PR #1607, opened 2024-05-24
NIST.SP.800-56Cr2 One-Step Key Derivation

skmcgrail:
### Description of changes: 
This pull request implements the One-Step Key Derivation function defined in [Section 4 of NIST.SP.800-56Cr2](https://nvlpubs.nist.gov/nistpubs/SpecialPublications/NIST.SP.800-56Cr2.pdf#%5B%7B%22num%22%3A52%2C%22gen%22%3A0%7D%2C%7B%22name%22%3A%22XYZ%22%7D%2C70%2C720%2C0%5D)

Here we implement two of the three variants: option 1 (hash based) and option 2 (hmac based).

The abbreviation `SSKDF` is used in the public functions due to the extensive usage of the term within OpenSSL when referring to this algorithm. `SSKDF == "Single-Step Key Derivation Function"`.

### Call-outs:
* We will need to add appropriate service indicator logic ahead of our next FIPS certification round.
* There is some non-trivial amount of work required to wire-up the KDA-OneStep ACVP test vectors into our current Go ACVP setup and modulewrapper. I started going down this path, but there is some refactoring that requires to decouple some of the JSON structure from the current KDA-HKDF expectations. I'd rather keep this PR to the implementation and some confidence test vectors I ported from various other implementation sources.

### Testing:
See the test vectors provided in [sskdf.txt](https://github.com/skmcgrail/aws-lc/blob/sskdf/crypto/fipsmodule/kdf/test/sskdf.txt) which I sourced from a number of locations as documented in that file. This currently provides coverage of the KDF functions for SHA-1, SHA-224, SHA-256, SHA-384, and SHA-512. SHA-3 algorithms will also get added coverage once we hook into the ACVP system.


crypto/fipsmodule/kdf/internal.h
```diff
@@ -0,0 +1,29 @@
+// Copyright Amazon.com, Inc. or its affiliates. All Rights Reserved.
+// SPDX-License-Identifier: Apache-2.0 OR ISC
+
+#include <openssl/digest.h>
+#include <openssl/hmac.h>
+
+typedef struct {
+  void *data;
```
dkostic, line 8: I guess this is `void *` because it can point to `SSKDF_VARIANT_DIGEST_CTX` or `SSKDF_VARIANT_HMAC_CTX`?

crypto/fipsmodule/kdf/sskdf.c
```diff
@@ -0,0 +1,314 @@
...
+  if (!md_ctx) {
+    goto err;
+  }
+
+  ret = 1;
+  variant_ctx->digest = digest;
+  variant_ctx->ctx = md_ctx;
+  ctx->data = variant_ctx;
+
+  return ret;
```
dkostic, line 38: nit: you can delete this return.

crypto/fipsmodule/kdf/sskdf.c
```diff
@@ -0,0 +1,314 @@
...
+}
+
+
+
+static void SSKDF_VARIANT_DIGEST_CTX_cleanup(SSKDF_VARIANT_CTX *ctx) {
+  if (!ctx) {
+    return;
+  }
+  SSKDF_VARIANT_DIGEST_CTX *variant_ctx = (SSKDF_VARIANT_DIGEST_CTX *)ctx->data;
+  if (!ctx->data) {
```
dkostic, line 54: shouldn't this check come before the line above?

crypto/fipsmodule/kdf/internal.h
```diff
@@ -0,0 +1,29 @@
...
+} SSKDF_VARIANT_CTX;
+
+typedef struct {
+  const EVP_MD *digest;
+  EVP_MD_CTX *ctx;
```
dkostic, line 13: nit: `md_ctx` instead of `ctx` would help with readability of the code where this is being used.

crypto/fipsmodule/kdf/internal.h
```diff
@@ -0,0 +1,29 @@
...
+} SSKDF_VARIANT_DIGEST_CTX;
+
+typedef struct {
+  HMAC_CTX *ctx;
```
dkostic, line 17: nit: hmac_ctx instead of ctx would help with readability of the code where this is being used.

crypto/fipsmodule/kdf/sskdf.c
```diff
@@ -0,0 +1,314 @@
...
+
+static int SSKDF_VARIANT_HMAC_CTX_init(SSKDF_VARIANT_CTX *ctx,
+                                       const EVP_MD *digest,
+                                       const uint8_t *salt, size_t salt_len) {
+  SSKDF_VARIANT_HMAC_CTX *variant_ctx = NULL;
+  HMAC_CTX *hmac_ctx = NULL;
+
+  int ret = 0;
+
+  if (!ctx || !digest) {
```
dkostic, line 70: `salt` can be NULL?

crypto/fipsmodule/kdf/sskdf.c
```diff
@@ -0,0 +1,314 @@
...
+
+  if (!HMAC_Init_ex(hmac_ctx, salt, salt_len, digest, NULL)) {
+    goto err;
+  }
+
+  ret = 1;
+  variant_ctx->ctx = hmac_ctx;
+  ctx->data = variant_ctx;
+
+  return ret;
```
dkostic, line 92: nit: you can delete this return.

crypto/fipsmodule/kdf/sskdf.c
```diff
@@ -0,0 +1,314 @@
...
+  return EVP_MD_size(variant_ctx->digest);
+}
+
+static int sskdf_variant_digest_compute(SSKDF_VARIANT_CTX *ctx, uint8_t *out,
+                                        size_t out_len,
+                                        const uint8_t counter[4],
+                                        const uint8_t *secret,
+                                        size_t secret_len, const uint8_t *info,
+                                        size_t info_len) {
+  if (!ctx || !ctx->data || !out || !counter || !secret) {
```
dkostic, line 130: `info` can be NULL?

crypto/fipsmodule/kdf/sskdf.c
```diff
@@ -0,0 +1,314 @@
...
+  if (!ctx || !ctx->data) {
+    return 0;
+  }
+  SSKDF_VARIANT_DIGEST_CTX *variant_ctx = (SSKDF_VARIANT_DIGEST_CTX *)ctx->data;
+  return EVP_MD_size(variant_ctx->digest);
+}
+
+static int sskdf_variant_digest_compute(SSKDF_VARIANT_CTX *ctx, uint8_t *out,
+                                        size_t out_len,
+                                        const uint8_t counter[4],
```
dkostic, line 126: why 4?

crypto/fipsmodule/kdf/sskdf.c
```diff
@@ -0,0 +1,314 @@
...
+  if (!variant_ctx->ctx || !variant_ctx->digest) {
+    return 0;
+  }
+
+  if (!EVP_MD_CTX_reset(variant_ctx->ctx) ||
+      !EVP_DigestInit_ex(variant_ctx->ctx, variant_ctx->digest, NULL) ||
+      !EVP_DigestUpdate(variant_ctx->ctx, &counter[0], 4) ||
+      !EVP_DigestUpdate(variant_ctx->ctx, secret, secret_len) ||
+      !EVP_DigestUpdate(variant_ctx->ctx, info, info_len) ||
+      !EVP_DigestFinal(variant_ctx->ctx, out, NULL)) {
```
dkostic, line 145: should we check if `out_len` is large enough for `EVP_DigestFinal` to write its result to?

crypto/fipsmodule/kdf/sskdf.c
```diff
@@ -0,0 +1,314 @@
...
+    return 0;
+  }
+  return HMAC_size(variant_ctx->ctx);
+}
+
+static int sskdf_variant_hmac_compute(SSKDF_VARIANT_CTX *ctx, uint8_t *out,
+                                      size_t out_len, const uint8_t counter[4],
+                                      const uint8_t *secret, size_t secret_len,
+                                      const uint8_t *info, size_t info_len) {
+  if (!ctx || !ctx->data || !out || !counter || !secret) {
```
dkostic, line 167: info can be NULL?

crypto/fipsmodule/kdf/sskdf.c
```diff
@@ -0,0 +1,314 @@
...
+
+  if (!variant_ctx->ctx) {
+    return 0;
+  }
+
+  if (!HMAC_Init_ex(variant_ctx->ctx, NULL, 0, NULL, NULL) ||
+      !HMAC_Update(variant_ctx->ctx, &counter[0], 4) ||
+      !HMAC_Update(variant_ctx->ctx, secret, secret_len) ||
+      !HMAC_Update(variant_ctx->ctx, info, info_len) ||
+      !HMAC_Final(variant_ctx->ctx, out, NULL)) {
```
dkostic, line 181: should we check if `out_len` is large enough for `EVP_DigestFinal` to write its result to?

crypto/fipsmodule/kdf/sskdf.c
```diff
@@ -0,0 +1,314 @@
...
+  out->compute = sskdf_variant_hmac_compute;
+};
+
+static int SSKDF(const SSKDF_VARIANT *variant, SSKDF_VARIANT_CTX *ctx,
+                 uint8_t *out_key, size_t out_len, const uint8_t *secret,
+                 size_t secret_len, const uint8_t *info, size_t info_len) {
+  int ret = 0;
+
+  if (!ctx) {
+    abort();
```
dkostic, line 208: that escalated quickly :) why not just return 0?

crypto/fipsmodule/kdf/sskdf.c
```diff
@@ -0,0 +1,314 @@
...
+  }
+
+  if (!out_key || out_len == 0 || !secret || secret_len == 0) {
+    goto err;
+  }
+
+  size_t h_len = variant->size(ctx);
```
dkostic, line 215: can you add a comment what does `h_len` represent? or use a more descriptive name?

dkostic, line 215: should we check if `variant != NULL` before dereferencing?

crypto/fipsmodule/kdf/sskdf.c
```diff
@@ -0,0 +1,314 @@
...
+  if (!h_len) {
```
dkostic, line 216: nit
```suggestion
  if (h_len == 0) {
```

crypto/fipsmodule/kdf/sskdf.c
```diff
@@ -0,0 +1,314 @@
...
+    goto err;
+  }
+  assert(h_len <= EVP_MAX_MD_SIZE);
+
+  uint64_t n = (out_len + h_len - 1) / h_len;
+
+  if (out_len + h_len < out_len || n > UINT32_MAX) {
+    goto err;
+  }
```
dkostic, line 225: can you please add some documentation explaining what are we trying to do here?

crypto/fipsmodule/kdf/sskdf.c
```diff
@@ -0,0 +1,314 @@
...
+
+  // Validate that the sum of the fixed info lengths won't overflow a size_t
+  if (4 > SIZE_MAX - secret_len || secret_len > SIZE_MAX - 4 ||
```
dkostic, line 228: why do we need both conditions?

crypto/fipsmodule/kdf/sskdf.c
```diff
@@ -0,0 +1,314 @@
...
+
+  // Now cap the approved algorithms to not exceed the max_H_inputBits for
+  // hash(x) or HMAC-hash(salt, x). UINT32_MAX is a sufficient max value. See
+  // Section 4.2 Table 1 and 2
+  // https://nvlpubs.nist.gov/nistpubs/SpecialPublications/NIST.SP.800-56Cr2.pdf
+  if (4 + secret_len + info_len > UINT32_MAX) {
+    goto err;
+  }
+
+  // TODO: Abstract buffer size, if we ever need to support KMAC this could be
```
dkostic, line 241:
```suggestion
  // TODO(awslc): Abstract buffer size, if we ever need to support KMAC this could be
```

crypto/fipsmodule/kdf/sskdf.c
```diff
@@ -0,0 +1,314 @@
...
+  // variable. Currently sufficient for HMAC and digest variants
+  uint8_t previous[EVP_MAX_MD_SIZE];
+
+  size_t done = 0;
+
+  for (uint32_t i = 0; i < n; i++) {
+    uint8_t counter[4];  // counter == 4 bytes
```
dkostic, line 248: we should probably give a name to the 4 and add an explanation why it's 4.

crypto/fipsmodule/kdf/sskdf.c
```diff
@@ -0,0 +1,314 @@
...
+    size_t todo;
+
+    CRYPTO_store_u32_be(&counter[0], i + 1);
```
dkostic, line 251: why big endian?

crypto/fipsmodule/kdf/sskdf.c
```diff
@@ -0,0 +1,314 @@
...
+static int SSKDF(const SSKDF_VARIANT *variant, SSKDF_VARIANT_CTX *ctx,
+                 uint8_t *out_key, size_t out_len, const uint8_t *secret,
+                 size_t secret_len, const uint8_t *info, size_t info_len) {
+  int ret = 0;
+
+  if (!ctx) {
+    abort();
+  }
+
+  if (!out_key || out_len == 0 || !secret || secret_len == 0) {
```
dkostic, line 211: `info` can be NULL?

crypto/fipsmodule/kdf/sskdf.c
```diff
@@ -0,0 +1,314 @@
...
+}
+
+
+DEFINE_METHOD_FUNCTION(SSKDF_VARIANT, SSKDF_VARIANT_HMAC) {
+  memset(out, 0, sizeof(SSKDF_VARIANT));
+  out->size = sskdf_variant_hmac_size;
+  out->compute = sskdf_variant_hmac_compute;
+};
+
+static int SSKDF(const SSKDF_VARIANT *variant, SSKDF_VARIANT_CTX *ctx,
```
dkostic, line 202: this function could use more comments documenting what's being done or referencing the SP.

crypto/fipsmodule/kdf/internal.h
```diff
@@ -0,0 +1,29 @@
+// Copyright Amazon.com, Inc. or its affiliates. All Rights Reserved.
+// SPDX-License-Identifier: Apache-2.0 OR ISC
+
+#include <openssl/digest.h>
+#include <openssl/hmac.h>
+
```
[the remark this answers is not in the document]
skmcgrail: Wasn't sure when we used capitalized struct names and when we didn't. Wasn't sure if that was reserved for structures that are typedef'd or if it was structures that were public only. No preference here though, I can lower case them.

crypto/fipsmodule/kdf/internal.h
skmcgrail: That is correct!

crypto/fipsmodule/kdf/sskdf.c
skmcgrail: Good point this should either come first, or cast the pointer then check that the cast'ed pointer is not null. Likely check before cast so will move this up.

crypto/fipsmodule/kdf/sskdf.c
```diff
@@ -0,0 +1,314 @@
...
+  if (!ctx) {
+    return;
+  }
+  SSKDF_VARIANT_HMAC_CTX *hmac_ctx = (SSKDF_VARIANT_HMAC_CTX *)ctx->data;
+  if (!hmac_ctx) {
+    return;
+  }
+  HMAC_CTX_free(hmac_ctx->ctx);
+  OPENSSL_free(hmac_ctx);
+  ctx->data = NULL;
```
darylmartin100, line 113: Nit:  I would consider just a memset of the structure.  Its effectively the same thing but easier to read.

crypto/fipsmodule/kdf/sskdf.c
darylmartin100: nit:  0 == h_len.  You will get a compilation error if you type 0 = h_len vs h_len = 0.

crypto/fipsmodule/kdf/sskdf.c
```diff
@@ -0,0 +1,314 @@
...
+
+  size_t h_len = variant->size(ctx);
+  if (!h_len) {
+    goto err;
+  }
+  assert(h_len <= EVP_MAX_MD_SIZE);
+
+  uint64_t n = (out_len + h_len - 1) / h_len;
+
+  if (out_len + h_len < out_len || n > UINT32_MAX) {
```
darylmartin100, line 223: nit:  you already check above if h_len == 0 so its impossible for out_len + h_len < out_len.

crypto/fipsmodule/kdf/sskdf.c
skmcgrail: That would then cause the structures to be unallcoated below, which is not the desired behavior.

crypto/fipsmodule/kdf/sskdf.c
skmcgrail: Yes per the NIST specification salt can be NULL, and in that case the default key will be an all-zero byte string whose bit length matches the bit length of the input block of the hash function. In our case HMAC_Init_ex does exactly this behavior if the key provided is NULL.

crypto/fipsmodule/kdf/sskdf.c
skmcgrail: The early return is required here, otherwise the initalized data structures would get free'd below, which would be unexpected.

crypto/fipsmodule/kdf/sskdf.c
skmcgrail: Per the NIST specification one-step key derivation uses big-endian 4-byte usnigned integer counter. I chose to keep that contract explicit in these compute computation functions by being explicit about the length of the array.

crypto/fipsmodule/kdf/sskdf.c
skmcgrail: This a programming implementation error on our part if this occurs. We are responsible for allocating the `SSKDF_VARIANT` structure within the implementation our public functions (inside `SSKDF_DIGEST` and `SSKDF_HMAC`). So the user can never pass it in themselves as a NULL value. So this is just a sanity check for ourselves. I can change it but a user would never really hit this case unless a series of failures occured in our coding of the implementation.

crypto/fipsmodule/kdf/sskdf.c
skmcgrail: I was borrowijg an optimization decision we take advantage of in `HKDF_expand` which is that we've sized `out` to be exactly `EVP_MAX_MD_SIZE` so we know the output will be no more then that value. We could technically add an assert here, but we also already check this exact condition in the `SSHKDF` function that orchestrates the specific compute variant functions. Here size outputs the size that `EVP_DigestFinal` or `HMAC_Final` will output:
```
size_t h_len = variant->size(ctx);
  if (!h_len) {
    goto err;
  }
  assert(h_len <= EVP_MAX_MD_SIZE);
```

So I think our bases are covered here already and additional checking would be redundant.

crypto/fipsmodule/kdf/sskdf.c
skmcgrail: NIST doesn't have any explicit statement that is must be non-NULL / non-zero length, nor does the algorithm explicitly require a length check on it:

> FixedInfo – A bit string of context-specific data that is appropriate for the relying key-establishment scheme

Additionally the OpenSSL implementation also supports a NULL info length which is why I opted to allow it for comparability with that implementation.

crypto/fipsmodule/kdf/sskdf.c
skmcgrail: See the above comment where I addressed this for EVP_DigestFinal.

crypto/fipsmodule/kdf/sskdf.c
skmcgrail: Defined so by the specification:
> Initialize a big-endian 4-byte unsigned integer counter as 0x00000000, corresponding to a 32-bit binary representation of the number zero.

crypto/fipsmodule/kdf/sskdf.c
skmcgrail: See above comment about info being NULL to be compatible with the OpenSSL implementation, and not explicitly required by NIST to be non-NULL.

crypto/fipsmodule/kdf/sskdf.c
```diff
@@ -0,0 +1,336 @@
...
+  // 2. If reps > (2^32 - 1), then output an error indicator and exit this
+  // process without performing the remaining actions
+  if (n > UINT32_MAX) {
+    goto err;
+  }
+
+  // Validate that the sum of the fixed info lengths won't overflow a size_t
+  // which will very based on 32-bit or 64-bit platforms. We will further clamp
+  // this value below.
+  if (info_len > SIZE_MAX - 4 - secret_len) {
```
dkostic, line 237: it's not clear to me why we have this and the next check? why not test only with `UINT32_MAX`?

crypto/fipsmodule/kdf/sskdf.c
```diff
@@ -0,0 +1,336 @@
...
+    goto err;
+  }
+
+  // NIST.SP.800-56Cr2: "4. If counter || Z || FixedInfo is more than
+  // max_H_inputBits bits long, then output an error indicator and exit this
+  // process without performing any of the remaining actions"
+  //
+  // UINT32_MAX is a sufficient max value to satisfy this requirement. See
+  // Section 4.2 Table 1 and 2
+  // https://nvlpubs.nist.gov/nistpubs/SpecialPublications/NIST.SP.800-56Cr2.pdf
```
dkostic, line 247: can you say a bit more on how you determine this based on those tables?

crypto/fipsmodule/kdf/sskdf.c
```diff
@@ -0,0 +1,336 @@
...
+    goto err;
+  }
+
+  // TODO(awslc): Abstract buffer size, if we ever need to support KMAC this
+  // could be variable. Currently sufficient for HMAC and digest variants
+  uint8_t previous[EVP_MAX_MD_SIZE];
+
+  size_t done = 0;
+
+  // NIST.SP.800-56Cr2: "Initialize a big-endian 4-byte unsigned integer counter
```
dkostic, line 258: is this a leftover? as is, it doesn't refer to any code.

crypto/fipsmodule/kdf/sskdf.c
```diff
@@ -0,0 +1,336 @@
...
+  // UINT32_MAX is a sufficient max value to satisfy this requirement. See
+  // Section 4.2 Table 1 and 2
+  // https://nvlpubs.nist.gov/nistpubs/SpecialPublications/NIST.SP.800-56Cr2.pdf
+  if (4 + secret_len + info_len > UINT32_MAX) {
+    goto err;
+  }
+
+  // TODO(awslc): Abstract buffer size, if we ever need to support KMAC this
+  // could be variable. Currently sufficient for HMAC and digest variants
+  uint8_t previous[EVP_MAX_MD_SIZE];
```
dkostic, line 254: can we move this within the for loop for clarity? and maybe call it something else, `out_key_i` or similar?

include/openssl/kdf.h
```diff
@@ -25,12 +25,32 @@ extern "C" {
...
+                                   size_t secret_len, const char *label,
+                                   size_t label_len, const uint8_t *seed1,
+                                   size_t seed1_len, const uint8_t *seed2,
+                                   size_t seed2_len);
+
+// SSKDF_digest computes the One-step (Single-step) key derivation using the
+// provided digest algorithm as the backing PRF.
+//
+// Returns a 1 on success, otherwise returns 0.
+OPENSSL_EXPORT int SSKDF_digest(uint8_t *out_key, size_t out_len,
```
nebeid, line 39: It would be good to describe the arguments in relation to the standard.
I believe the standard allows _L_ to be an arbitrary length in bits, not necessarily divisible by 8. But I think we don't neither does OpenSSL. I recommend we state that.
Same for `SSKDF_hmac`.

crypto/fipsmodule/kdf/sskdf.c
```diff
@@ -0,0 +1,336 @@
...
+  if (output_size == 0) {
+    goto err;
+  }
+  assert(output_size <= EVP_MAX_MD_SIZE);
+
+  // NIST.SP.800-56Cr2:
+  // 1. If L > 0, then set reps = ceil(L / H_outputBits); otherwise, output an
+  // error indicator and exit this process without performing the remaining
+  // actions
+  uint64_t n = (out_len + output_size - 1) / output_size;
```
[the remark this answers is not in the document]
skmcgrail: The digest algorithms we all support are multiples of eight, from my investigation and knowledge we don't support a EVP_MD that falls outside that. I don't think this is an issue, as similar FIPS specifications (like our existing KDF in feedback mode) are also specified by bits rather then bytes.

crypto/fipsmodule/kdf/sskdf.c
skmcgrail: The original intention of this check (and the original variation which broke out the check per variable) is to ensure that summing the `4 + secret_len + info_len` doesn't overflow size_t. Just checking that the sum is less then UINT32_MAX would not catch that conidtion. If the lengths are sufficiently large then the total length can wrap around and it would go uncaught.

> Unsigned integer arithmetic is always performed modulo 2n where n is the number of bits in that particular integer. E.g. for unsigned int, adding one to UINT_MAX gives ​0​, and subtracting one from ​0​ gives UINT_MAX. 
See https://en.cppreference.com/w/c/language/operator_arithmetic

I doubted myself when you initially made this comment, and collapsed it down to this one statement, but on review again I think validating this is important for correctly validating the later condition required in step 4 of the specification.

crypto/fipsmodule/kdf/sskdf.c
skmcgrail: Let me revisit this with our internal customers first to see what the max derived output length they would reasonably require. It seems suspect that a single invocation of the SSKDF is going to ask for 32 GiB of output key material in one-shot with a given shared secret and info string?

OpenSSL's implementation currently places the following limitations that we might wish to impose to have matching capatability between our implementations:
`secret_len <= 1<<30`, `info_len <= 1<<30`, and also limits the requested derivation length to be `derived_key_len <= 1<<30`.

We could relax this restriction, but that could also result in issues in some hypothetical key agreement scheme where the party using AWS-LC is able to arrived to a derived key with larger inputs, while the party using OpenSSL would fail. Hypothetical of course, but such a scenario could arrise if we choose to differ. Regardless I think the call out here is that the values here, and those by OpenSSL are sufficient enough to satisfy the NIST requirements.

skmcgrail: Some proof that the OpenSSL limits are sufficient to cap the inputs to satisfy the NIST table 2 and 3:

```C
#include <stddef.h>
#include <stdint.h>

#define OPENSSL_SSKDF_MAX (1 << 30)
#define NIST_MAX_APPROXIMATION (1UL << 60)

int check_overflow(size_t a, size_t b, size_t c) {
  if (a > SIZE_MAX - b || a + b > SIZE_MAX - c) {
    return 0;
  }
  return 1;
}

int main() {
  size_t z = OPENSSL_SSKDF_MAX;
  size_t info_len = OPENSSL_SSKDF_MAX;
  size_t counter = UINT32_MAX;

  if (!check_overflow(z, info_len, counter)) {
    return 1;
  }

  if (z + info_len + counter > NIST_MAX_APPROXIMATION) {
    return 2;
  }

  return 0;
}
```

This program returns 0 if you compile and execute it, thus showing the OpenSSL imposed limits are sufficient to appropriately cap using the smallest max input limit opposed by the tables (max `2^64 - 512` in bits). As the sum of the max secret length, max info length, and max counter will not exceed `2^60` which is the nearest power of 2 smaller then `(2^64 - 512)/8`.

crypto/fipsmodule/kdf/sskdf.c
```diff
@@ -0,0 +1,336 @@
...
+  HMAC_CTX_free(variant_ctx->hmac_ctx);
+  OPENSSL_free(variant_ctx);
+  ctx->data = NULL;
+}
+
+static size_t sskdf_variant_digest_output_size(sskdf_variant_ctx *ctx) {
+  if (!ctx || !ctx->data) {
+    return 0;
+  }
+  sskdf_variant_digest_ctx *variant_ctx = (sskdf_variant_digest_ctx *)ctx->data;
```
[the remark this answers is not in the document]
skmcgrail: ctx->data is already checked above which is the same check, all this is doing is casting the type from void.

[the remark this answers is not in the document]
skmcgrail: I believe the other version is a miss on my part. `ctx->data` is already checked on line 111 above to verify the address is not null. There is no need to check it again after casting it from a void type.

crypto/fipsmodule/kdf/sskdf.c
```diff
@@ -0,0 +1,336 @@
...
+      !HMAC_Final(variant_ctx->hmac_ctx, out, &written) || out_len != written) {
+    return 0;
+  }
+
+  return 1;
+}
+
+
+DEFINE_METHOD_FUNCTION(sskdf_variant, sskdf_variant_digest) {
+  memset(out, 0, sizeof(sskdf_variant));
```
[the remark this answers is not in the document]
skmcgrail: It's technically not necessary, I can remove it.

crypto/fipsmodule/kdf/sskdf.c
```diff
@@ -174,6 +175,9 @@ static int sskdf_variant_hmac_compute(sskdf_variant_ctx *ctx, uint8_t *out,
 
   uint32_t written;
 
+  // NIST.SP.800-56Cr2: Step 6.2 HMAC-hash(salt, counter || secret || info)
+  // Note: |variant_ctx->hmac_ctx| is already initalized with the salt during
+  // it's initial construction.
```
nebeid, line 180: Nit:
```Suggestion
  // its initial construction.
```

nebeid (approved):

dkostic (approved):

crypto/fipsmodule/kdf/sskdf.c
skmcgrail: Will make this documentation correction in the KDF counter PR.

lilpoozie2005 (approved):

> **WHAT IS EXPECTED**
Check each line of the listing for the word "remaining". Report how many lines have it, and nothing more.

> **ANSWER BELOW**
3